■ LISTED RECORDS:
──────────

PR #9, opened 2015-12-03
Fixed the bug with the subtraction.

mrakgr:
Fixed the bug with the subtraction in issue 8.


gbaydin:
The fix is correct, thank you for submitting this!

There are also two associated bugs in `Sub_D_DV` and `Sub_D_DM`, I will commit the fix for them subsequently.

PR #10, opened 2015-12-13
Master

mrakgr:
Except for gesv the solver functions were pretty much all broken. I
fixed it and added some notes on their design. There is an issue that
gesv and sysv are not mutable while getrf and getri are. I've also made sysv
non mutable because I noticed that it was not being backed up.

Except for gesv all of them needed transposition steps at the beginning
and at the end.

Github ate the description I left with the pull request, so let me try to reproduce it...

──────────

■ TASK PROMPT:
Keeping each word as given, write out the material above.

■ SOLVED EXERCISE:
PR #9, opened 2015-12-03
Fixed the bug with the subtraction.

mrakgr:
Fixed the bug with the subtraction in issue 8.


gbaydin:
The fix is correct, thank you for submitting this!

There are also two associated bugs in `Sub_D_DV` and `Sub_D_DM`, I will commit the fix for them subsequently.

PR #10, opened 2015-12-13
Master

mrakgr:
Except for gesv the solver functions were pretty much all broken. I
fixed it and added some notes on their design. There is an issue that
gesv and sysv are not mutable while getrf and getri are. I've also made sysv
non mutable because I noticed that it was not being backed up.

Except for gesv all of them needed transposition steps at the beginning
and at the end.

Github ate the description I left with the pull request, so let me try to reproduce it...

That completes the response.